En este perímetro intervienen de forma exclusiva las dotaciones de bomberos y el personal sanitario estrictamente necesario para la estabilización y la extracción. Existe una tendencia natural y contraproducente a la saturación de personal en esta área debido a la urgencia por prestar ayuda; sin embargo, se debe cumplir bajo disciplina táctica el principio operativo de que "mayor cercanía al herido no se traduce en una ayuda más eficaz". Un exceso de intervinientes solo genera interferencias y multiplica los riesgos de accidente.

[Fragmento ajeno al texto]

PR #1158, opened 2024-11-26
small tablereport display adjustments

jeromedockes:
ATM the keyboard shortcut hints are a bit too eager to disappear when horizontal space is tight; this adjusts a bit the threshold while improving a bit the display in the off chance that it has to wrap before it disappears

also makes the column filter very slightly wider to avoid the default option being ellided in rare cases


jeromedockes:
before

screenshot_2024-11-26T15:26:08+01:00


after

screenshot_2024-11-26T15:25:44+01:00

Ubicación del mando operativo: Es aconsejable que el mando o jefe de intervención permanezca en la zona caliente durante la valoración inicial (reconocimiento de 360 grados). Una vez completada la evaluación, su puesto de mando debe trasladarse al límite con la zona templada para mantener una perspectiva global, coordinar los recursos externos y supervisar la seguridad general.

La Zona Templada en accidentes de tráfico

También denominada zona de apoyo o de seguridad operativa, es el espacio inmediatamente contiguo a la zona caliente. Su función principal es actuar como área de transición y soporte logístico directo para las tareas de rescate.

Área de soporte táctico y logístico: En la zona templada se despliegan los equipos sanitarios y las dotaciones de bomberos de reserva o apoyo. Aquí se ubica el **puesto de herramientas** y los sistemas motrices que alimentan los equipos de corte y separación (generadores, bombas hidráulicas, etc.), así como todo el material auxiliar que pueda ser requerido de urgencia desde la zona de auxilio.

Dentro de este perímetro se posiciona la autobomba de rescate, cuya ubicación idónea se establece a una distancia de entre 6 y 10 metros de los vehículos siniestrados. El límite exterior de la zona templada se fija aproximadamente a 2 metros por detrás de dicho vehículo pesado.

En el sector opuesto a la autobomba, pero compartiendo esta misma área de transición, se deben desplegar de forma ordenada los recursos sanitarios y de apoyo (ambulancias, furgones policiales y servicios auxiliares).

Distribución de roles en los límites del perímetro:
Límite con la zona caliente: Es el emplazamiento táctico del mando o jefe de intervención, permitiendo coordinar y conectar eficazmente el área de auxilio directo con el área de soporte logístico.
Límite con la zona fría: Es el punto estratégico donde deben ubicarse las fuerzas de seguridad y servicios policiales para el control estricto de accesos.

La Zona Fría en accidentes de tráfico

Inmediatamente contigua a la zona templada, la zona fría constituye el límite exterior perimetral del accidente. Representa el último anillo de seguridad y sirve de contención frente al entorno exterior de la vía afectada.

Control perimetral y seguridad vial: Esta área no está implicada de forma directa en las maniobras de rescate y salvamento, pero debe permanecer estrictamente señalizada. Su gestión y control corresponden a las fuerzas de seguridad ciudadana (policía o guardia civil); en su defecto, las dotaciones de bomberos deben asumir provisionalmente su delimitación y vigilancia para evitar riesgos secundarios.

En el borde exterior de esta zona se concentran de manera inevitable los servicios de conservación y mantenimiento de carreteras, los medios de comunicación, familiares de los afectados, testigos y el tráfico de vehículos retenidos.

Por este motivo, se define como una demarcación crítica y sumamente sensible que bajo ninguna circunstancia debe ser descuidada durante la intervención.